Robot Audition and Computational Auditory Scene Analysis

“Robot Audition” is a relatively new field of research proposed in 2000, straddling “artificial intelligence, signal processing, and robotics.” Our big theme in Robot Audition Research is how to make robots understand the surrounding sound scenes that humans normally experience. In such an environment, noise and reverberations change dynamically. For this reason, it is essential to improve noise robustness in real time in real environments where noise and reverberation are sometimes greater than the target signal. In response to these problems, we have employed elemental technology based on active audition that positively utilize robot’s own movements as the key such as location estimation of sound sources (sound source localization), extraction of target sound sources (sound source separation), and recognition of extracted sound sources (speech recognition.)

The technology that we have cultivated up to now is open to the public as Robot Audition Open Source Software HARK (Honda Research Institute Japan Audition for Robots with Kyoto University). By using HARK, for example, it is possible to build a capability like Prince Shotoku who can understand ten persons’ petitions simultaneously. Considering that the sound that humans usually hear is a mixed sound in which various sounds are intermingled, such a technique would be essential in dealing with real environments.

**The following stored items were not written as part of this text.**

PR #14724, opened 2025-08-31
Skip non-media folders in movie resolver

### LINKED ISSUE #14646: Movies removed on intial scan after 10.11 upgrade
### Description of the bug

In an upgrade to 10.11 RC4/RC5 from 10.10.7, movies are removed on the initial scan, then re-added.  In the linked logs, I  created a new instance of 10.10.7 and added a single movie with trickplay enabled (trickplay enabled doesn't matter, was testing to see if trickplays would be removed).  

After upgrading to 10.11 (both RC4/RC5 had the same results), the movie was there, and I was able to view the movie with the trickplay. After performing an initial scan, the movie is removed from the library, then re-added, trickplays were also deleted because of this action. 

Full log from 10.10.7 creation to 10.11 RC5 upgrade:
https://gist.github.com/theguymadmax/66f479b0135e236b736f682f0008760a

### Reproduction steps

1. Upgrade from 10.10.7 to 10.11
2. Scan library 

Movies are removed after an initial scan after upgrading to 10.11 from 10.10.7, then re-added.

Movies are not removed after an initial scan after upgrading to 10.11 from 10.10.7

### Jellyfin Server version

Master

### Specify commit id

_No response_

_No response_

### Specify version number

_No response_

### Specify the build version

Tested on 10.11 RC4 & RC5

### Environment

```markdown
- OS: Windows & Ubuntu
- Virtualization: Docker on Ubuntu, exe on Windows
- Plugins: None
```

### Jellyfin logs

```shell
Linked in description
```

### FFmpeg logs

```shell

```

### Client / Browser logs

_No response_

_No response_

### Additional information

_No response_

theguymadmax:
**Changes**
Skip processing of non-media directories during movie resolution:

- Extras folders 
- Trickplay folders
- Hidden folders
- Metadata folders

**Issues**
Fixes #14646


theguymadmax:
> Maybe we should put this into a more generic place and also apply it to e.g. Series/Seasons?

If I had looked a little more, I would have found that such a place already existed. Thanks!

Shadowghost (approved):

Bond-009:
Shouldn't we use `LibraryManager.IgnoreFile` instead?

theguymadmax:
> Shouldn't we use `LibraryManager.IgnoreFile` instead?

IgnorePatterns should have been correct. I ended up finding some additional issues and came up with a different solution.

crobibero (approved):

In recent years, we are also focusing on research such as distance estimation by audible sound, technology to restore damaged acoustic signals by deep learning, identification of acoustic signals by deep learning. If we can build such technology, we can expect to evolve robot audition research as an environment understanding technology that can understand surrounding environment

Sound Source Separation using a microphone array installed around the top of the Taxai’s head

Automatic Speech Recognition for a Mixture of 11 People’s Simultaneous Utterances by HRI-JP’s HEARBO

We are also studying new practical methods for separating sound sources from various aspects.

spot beamforming

Sound source separation based on microphone array processing uses sound direction information as a clue for separation. This means that multiple sound sources in the same direction are difficult to be separated. We are constructing a method to solve this by combining multiple microphone arrays. This technique also has an advantage of not requiring accurate synchronization of multiple microphone arrays.

surface sound source separation

Most acoustic signal processing assumes a point sound source in the model, and this is also true of microphone array processing. For example, in an outdoor concert, when we want to separate only the music from the surrounding noise, or vice versa, a surface sound source is considered in the model instead of a point sound source. To solve this problem, we propose a method for separating surface sound sources by combining multiple point sound source beam formers with a low computation.

Unified framework of sound source localization, separation, and classification

In robot audition and auditory scene analysis, processes such as localization, separation, and classification are commonly integrated in a cascade manner, but such integration has a problem that errors in each process accumulate and eventually the performance of the total system deteriorates. In order to solve this problem, we propose a method that integrates these functions in an end-to-end way with deep learning.

user friendly informed source separation

In the separation of music acoustic signals, information other than acoustic signals such as musical scores can be used, which has been reported in the literature. However, such information is often expensive to create because it must be prepared manually. We propose a method to improve the separation performance simply by inputting the pronunciation timing for a part of notes.